Yes We Can Beat Problem Gambling…But


There’s positively a mixed bag of results and conclusions coming out of the first detailed investigation into the issue of “Problem Gamblers”.

According to a newly published report by GambleAware on the National Gambling Treatment Service (NGTS) there’s a 60 per cent success rate in treating gambling addiction – figures that would be hailed as spectacular if applied to alcohol or drug addicts, where successful treatment rates hover around 30 per cent.

But with an estimated 280,000 problem gamblers in England alone– according to a 2018 study by the National Health Service—there’s still a veritable mountain to be climbed.

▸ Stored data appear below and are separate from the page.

PR #420, opened 2019-10-03
US109858 - Switch to New Confirmation Dialog Provided by Core

DiljotSG:


components/d2l-quick-eval/d2l-quick-eval-activities.js
```diff
@@ -364,33 +371,23 @@ class D2LQuickEvalActivities extends mixinBehaviors(
...
-							const evaluationStatusHref = this.getEvaluationStatusHref(evalStatusEntity);
-							const publishedActivity = this._updateEvaluationStatus(evaluationStatusHref, evalStatusEntity);
-
-							if (publishedActivity) {
-								this.push('_publishAllToasts', { activityName: publishedActivity.activityName });
-							}
-						});
-				}
+		this._publishAllDialogMessage = evt.detail.confirmMessage;
+		const dialog = this.shadowRoot.querySelector('d2l-dialog-confirm');
```
AlexBedley: In general, we want to avoid querying our own `shadowRoot`. I think this is more a matter of style/design consistency rather than actual performance.

We can accomplish that here by binding `dialog.opened` in the html template to a property (maybe `_dialogOpen`) and just setting `this._dialogOpen` here instead.

We can also attach the event listener in the html by binding this listener to a `on-d2l-dialog-confirm` attribute on the dialog

components/d2l-quick-eval/d2l-quick-eval-activities.js
```diff
@@ -171,6 +171,10 @@ class D2LQuickEvalActivities extends mixinBehaviors(
 				on-d2l-quick-eval-activity-view-evaluate-all="_navigateEvaluateAll"
 				>
 			</d2l-quick-eval-activities-list>
+			<d2l-dialog-confirm title-text="[[localize('confirmation')]]" text="[[_publishAllDialogMessage]]">
+			<d2l-button slot="footer" primary dialog-action="yes">[[localize('yes')]]</d2l-button>
+			<d2l-button slot="footer" dialog-action="no">[[localize('no')]]</d2l-button>
```
AlexBedley: nit: these 2 d2l-buttons should be indented by 1

components/d2l-quick-eval/d2l-quick-eval-activities.js
```diff
@@ -364,33 +371,23 @@ class D2LQuickEvalActivities extends mixinBehaviors(
...
-							if (publishedActivity) {
-								this.push('_publishAllToasts', { activityName: publishedActivity.activityName });
-							}
-						});
-				}
+		this._publishAllDialogMessage = evt.detail.confirmMessage;
+		const dialog = this.shadowRoot.querySelector('d2l-dialog-confirm');
+		dialog.opened = true;
+
+		dialog.addEventListener('d2l-dialog-close', (result) => {
```
dbatiste: It is great to be using the `d2l-dialog-close` event, since it will ensure you are aware of the dialog closing no matter way (ex. if the user presses `escape` key).  Typically, we should be careful to avoid duplicate handlers for event(s) - i.e. if the same dialog is opened a 2nd time.  Another good option is to use the `open` method that will return you a promise - it will take care of listening for this event, etc.  Either approach is fine, but if you wire up to the event yourself, it's something to be careful of. 

```
const result = await dialog.open();
...
```
or 
```
dialog.open().then((result) => {
   ...
});
```

components/d2l-quick-eval/d2l-quick-eval-activities.js
```diff
@@ -171,6 +171,10 @@ class D2LQuickEvalActivities extends mixinBehaviors(
 				on-d2l-quick-eval-activity-view-evaluate-all="_navigateEvaluateAll"
 				>
 			</d2l-quick-eval-activities-list>
+			<d2l-dialog-confirm title-text="[[localize('confirmation')]]" text="[[_publishAllDialogMessage]]">
+			<d2l-button slot="footer" primary dialog-action="yes">[[localize('yes')]]</d2l-button>
```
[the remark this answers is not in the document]
DiljotSG: That would be great IMO!

components/d2l-quick-eval/d2l-quick-eval-activities.js
DiljotSG: This would be nice, but as @AlexBedley mentioned we want to avoid grabbing elements from ShadowRoot, and that would be the only way for me to currently call the open method on the dialog.

dbatiste: My personal view is that it's fine to access elements in the component local DOM scope.  What is typically not good is to access DOM outside the components scope of ownership.

DiljotSG: @dbatiste Does the `open.then(...` get called after the dialog is closed?

dbatiste: Correct.  The `open` method will return a promise for the action result when the dialog is closed, regardless of whether it was closed as a result of clicking on workflow button (marked up with `dialog-action`), the user presses `escape`, or in the case of the generic dialog, if they click the `[x]` button in the top right corner.

If the user presses `escape` or the `[x]` button, the action will be `abort`.  If the user clicks a button marked up with `dialog-action`, the action will be the value of that attribute.

DiljotSG: @dbatiste got it thank you!

components/d2l-quick-eval/d2l-quick-eval-activities.js
```diff
@@ -379,33 +387,21 @@ class D2LQuickEvalActivities extends mixinBehaviors(
...
-							const evaluationStatusHref = this.getEvaluationStatusHref(evalStatusEntity);
-							const publishedActivity = this._updateEvaluationStatus(evaluationStatusHref, evalStatusEntity);
-
-							if (publishedActivity) {
-								this.push('_publishAllToasts', { activityName: publishedActivity.activityName });
-							}
-						});
-				}
+		this._publishAllDialogMessage = evt.detail.confirmMessage;
+		const dialog = this.shadowRoot.querySelector('d2l-dialog-confirm');
```
maboelsoudd2l: Nit: I'm not the biggest fan of using `this.shadowRoot.querySelector`, because I usually don't like defining components and implicitly selecting and manipulating them somewhere else. This would be very hard for a newcomer to follow this code if they see it for the first time. This is similar the JQuery paradigm where you would define a dom-element and then somewhere else start using it by doing `$(".my-element").dostuff()`. This then cause code to be tightly coupled and hard to refactor. I thought that this is the kind of paradigm that we should be trying to move away from. I would think that "functional programming" is what we should aspire to follow, where we would use attributes and properties that explicitly defined.

I spoke offline with @AlexBedley and @DiljotSG and see that its a compromise. Besides this is a stylistic decision and doesn't affect performance. I just wanted to post a comment somewhere where I can hopefully have start a discussion of how we handle dynamic behaviours. I'm interested to hear from people from Gaudi on this @dbatiste @svanherk @dlockhart

svanherk: I personally don't have any problem with this, as it's only grabbing/controlling a component it knows about and is responsible for.  If you're digging into a `shadowRoot` that isn't "yours" (for example, `this.shadowRoot.querySelector('d2l-dialog-confirm').shadowRoot.querySelector('d2l-button-icon');`), then that's not good, since this component should not know that the dialog has that button.  I don't find this hard to follow, especially since it's grabbed and then immediately used.  Maybe I'm misunderstanding your concern?

maboelsoudd2l: My contention was that this approach was favoured over using properties of `d2l-dialog` in a declarative way (like this `<d2l-dialog-confirm opened="[[_isOpened]]"></d2l-dialog-confirm>`). I wanted to ask why this approach of `dialog.opened()` is favoured instead? My question is not specific to this dialog (since it's low impact to our project) but in general.

AlexBedley: From a nimbus point of view I'd just like us to be consistent. I think we should strive to pass things in through attributes, but when that pattern falls apart we can do what makes sense.

The underlying issue here isn't `dialog` IMO, it's because this `activities` controller doesn't know how to publish all (the event emitter, or in this case the activity card, tells the consumer how to do it), so when `activities` receives a publish all event it would have to store a bunch of temporary state in order to pass things to `dialog` via attributes.

dbatiste: I think there's nothing wrong with querying for elements in local DOM (`this.shadowRoot.querySelector`) - some of our core components may do this, for example to make a measurement that is required for some behavior.

It is a fair point that it is not preferred to **mutate** the local DOM from a variety of places.  While this is not uncommon in many Polymer components, it's not great.  For a LitElement, all DOM state should be reflected in the `render` method. To follow this practice for LitElement, we indeed would prefer the `opened` attribute **in the HTML template**.  It would then be recommended to listen for the `d2l-dialog-close` event, especially if the state of the component needs to be updated when the dialog closes, since the dialog may be closed in a couple of ways out of the app's control, and this event handler is ideally wired up in `render` also. 

To expand on my original comment, if the `opened` attribute is being assigned in JavaScript (which is what the code was doing), the app should be listening for the `d2l-dialog-close` event and care should be taken to avoid duplicate handler wire-up, etc.  To avoid the app from having to do this themselves, it would be preferred to use the `open` method as it simplifies their code, and avoids possible mistakes handling the event.  For background, the original motivation for the `open` method was for use in some React/Redux app where confirmation was being chained in JS.

This is what I would imagine for a LitElement component using `d2l-dialog`:
```
render() {
   return html` 
      ...
      <d2l-dialog opened="${this._someProp}" @d2l-dialog-close="${this._handleDialogClose}">
         ...
      </d2l-dialog>
      ...
   `;
}

_handleDialogClose(e) {
   if (e.detail.action === '...') {
      ...
   }
}
```
It may be possible to follow a similar approach for a Polymer component, though I am not sure for this particular component.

The GambleAware analysis followed 9,008 NGTS clients through a treatment programme between April 2019 and March 2020.

Nearly all patients (90 per cent) saw their so-called Problem Gambling Severity Index (PSGI) score improve — and a similarly high number also recorded big improvements in their distress, or CORE-10, levels.

Record numbers of patients, most of them self-referred, completed the course of treatment: 75 per cent, compared to 65 per cent in the 2015-16 cohort, for example.

The majority of those treated in 2019-20 were men, three-quarters of them from a White ethnic background, with an average age of 34-years-old. Ethnic Asians made up five per cent of patients, Black ethnicity made up three per cent.

Almost half of the problem gamblers had debts of over £5,000 (US$6,500/€5,500), were bankrupt or in an Individual Voluntary Arrangement with creditors as a result of gambling. The average gaming spend of each patient in the month before assessment was just over £2,000 (US$2,600/€2,200).

The majority of individuals treated in the NGTS programme, some 69 per cent, favoured online betting; 38 per cent said they gambled in bookmakers. Sports betting was the most popular vertical (25 per cent), followed by online slots (22 per cent) and table games (20 per cent).

“The publication of this detailed analysis is a significant milestone,” said Mark Etches, the outgoing Chief Executive of GambleAware, which commissioned ViewItUK to collate the data.

“We are committed to informing the development of best practice and outstanding care for those experiencing gambling harms in Great Britain. And the data reporting system we are pioneering is designed to be made available to the NHS, public health and local authorities and other statutory and voluntary sector agencies,” said Etches.

The NGTS’s network of treatment services is free and primarily funded by GambleAware.

It features online and telephone treatment services, residential therapy and ties-in with NHS clinics for severe gambling addiction cases.

Meanwhile, NHS England’s Mental Health Director Claire Murdoch said the service had recently opened four new clinics to address the shortage of specialist treatment centres for problem gamblers.

“The [NGTS] report should act as a wake-up call to a gambling industry that still causes extraordinary harm. More clearly needs to be done to prevent vulnerable punters needing NHS treatment in the first place,” charged Murdoch.

Professor Henrietta Bowden-Jones, Director of the National Problem Gambling Clinic, said greater involvement from the NHS would help more people get help. And she called for treatment services for at least 10 per cent of problem gamblers.

For its part, industry body the Betting & Gaming Council (BGC) has offered to donate £100m over four years–to be paid by the five biggest firms–to fund education and treatment for safer gambling.